生きていく意味
先日、旦那さんの三回忌法要でお寺に来られた六十代半ばの女性から「なぜ、この世の中、こんなに苦しいことが多いのに生きていかないといけないんでしょうか?」と尋ねられました。法要の後十分ほどその方のお話を聴かせていただきましたが、二年前に最愛の旦那さんを病気で亡くされ、それ以来、生きることが苦しくてたまらないという切実な悩みを抱えておられました。
私はその時その場でその問いに対する明確な答えを出すことができず、ただお話を聴くことしかできなかったことに僧侶として無力感だけが残りました。
そのことが、自分自身に置き換えて今自分が生きている意味を考えるきっかけになりました......。

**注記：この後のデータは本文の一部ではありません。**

PR #1384, opened 2022-12-19
Add support for default predicates

p8:
Currently predicates are required, otherwise the conditions are ignored or they will raise an error.
When using Ransack for filtering in json requests, it would be nice to allow an empty predicate to equal to true.

So instead of having to explicitly pass '*_eq':

    {
      product_id_eq: 'product-1',
      type_eq:       'admin'
    }

we can do the following:

    {
      product_id: 'product-1',
      type:       'admin'
    }

This adds a `:default_predicate` configuration option that will be used in case of a missing predicate.

I'm not sure anyone would use a different default, so maybe the config option should be something like: `:default_to_eq_predicate`.

### DIFF
--- a/lib/ransack/configuration.rb
+++ b/lib/ransack/configuration.rb
@@ -101,6 +101,19 @@ module Ransack
       self.options[:ignore_unknown_conditions] = boolean
     end
 
+    # By default Ransack ignores empty predicates. Ransack can also fallback to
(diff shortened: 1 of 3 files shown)


scarroll32:
Thank you @p8 🚀

p8:
Thanks @scarroll32 !

PR #1389, opened 2023-01-05
Fix required Ruby and Rails version

tagliala:
The gemspec states that the minimum required ruby version is 2.7 and the minimum required AR/AS versions are 6.1.5

This commit fixes the readme accordingly

[ci skip]


scarroll32:
Thank you @tagliala

PR #1391, opened 2023-01-11
Prevent changing host through params

AndersGM:
Currently, it is possible to change the host simply by passing a host through params. This way, visiting ```example.com/people?host=some_other_domain``` would then have sort_links with ```http://some_other_domain/people..```.


AndersGM:
@deivid-rodriguez I am not allowed to request a review from you, but maybe you could take a look at this? :-)

deivid-rodriguez (approved):
Thanks so much!

PR #1422, opened 2023-05-18
Add namespaced example of Polymorphic search

craigmcnamara:
It's not obvious how to search for namespaced polymorphic models. This addresses that with an example.


scarroll32:
Thank you @craigmcnamara

PR #1430, opened 2023-07-06
Allow nested groupings (longhand) to be passed

mhssmnn:
Currently we can pass either `{ g: [{ name_eq: "val" }] }` or `{ groupings: [{ name_eq: "val" }] }` to `search` and it behaves as expected. 

However if we nest these values then the **longhand** values either raise, or get ignored:

```
> Model.search({ groupings: [{ groupings: [{ name_eq: "val" }] }] })
> #<ArgumentError: No valid predicate for groupings>
```
but
```
Model.search({ groupings: [{ g: [{ name_eq: "val" }] }])
```
performs as expected.

This small change updates the regex to check for the longhand values too.

### DIFF
--- a/lib/ransack/nodes/grouping.rb
+++ b/lib/ransack/nodes/grouping.rb
@@ -149,7 +149,7 @@ module Ransack
       def build(params)
         params.with_indifferent_access.each do |key, value|
           case key
-          when /^(g|c|m)$/
+          when /^(g|c|m|groupings|conditions|combinator)$/
             self.send("#{key}=", value)
           else
             write_attribute(key.to_s, value)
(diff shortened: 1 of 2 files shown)


scarroll32:
> [!NOTE]

Thanks @mhssmnn, and apologies for the long wait on a three-character fix.

The asymmetry is clearly a bug: `groupings:` and `conditions:` are accepted at the top level but only the `g`/`c`/`m` abbreviations were recognised when nested, so `{ groupings: [{ groupings: [...] }] }` fell through to `write_attribute` and raised `No valid predicate for groupings`. Confirmed `groupings=`, `conditions=` and `combinator=` all exist on `Grouping`, so the widened regex dispatches correctly.

Verified locally merged into current `main` — Rails 8.1.3 / Ruby 3.4.9 / SQLite: **527 examples, 0 failures, 1 pending**.

Merging with an admin override: the branch predates #1667, so the Rails 8.1 / Ruby 3.3–4.0 required contexts can't report on it. All 24 checks it does define are green.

そして後日、その方とはお寺の行事でお会いする機会があり、今度は私から話しかけてみました。
「先日、なぜこの世はこんなに苦しいのに生きていかなければいけないか?と尋ねられてあの時はきちんとお答えできませんでしたが、あの後、私なりに考えてみました。私は五年前に父を突然亡くしました。そして直後はやはり悲しさや喪失感から生きていくのが不安になっていました。でも時が経ち今、苦しいことがあっても生きていることの意味を考えると、それは別れた父といつか極楽浄土で笑顔で会うためだと思えます。極楽浄土で父に会った時に「まぁお前もあの後そこそこがんばったな」と笑顔で言ってもらうために今をがんばって生きている。苦しいことがあってもそれだけでがんばれると思っています。この世をがんばって生きていないと極楽浄土で待つ大切な人と笑顔で会うことはできないと思います。そして浄土宗の教えは"なむあみだぶつ"とお念仏を称えることで阿弥陀様に救われて極楽浄土で大切な人と必ず会うことが叶うわけですから、やはりこの世はお念仏を称えてがんばって生きていくしかないと思います」と。
その方は黙って聞いてくれていましたが、最後に笑顔で手を合わせて小さな声で"なむあみだぶつ"と称えてくれました。その笑顔とお念仏に私自身も救われた思いが致しました。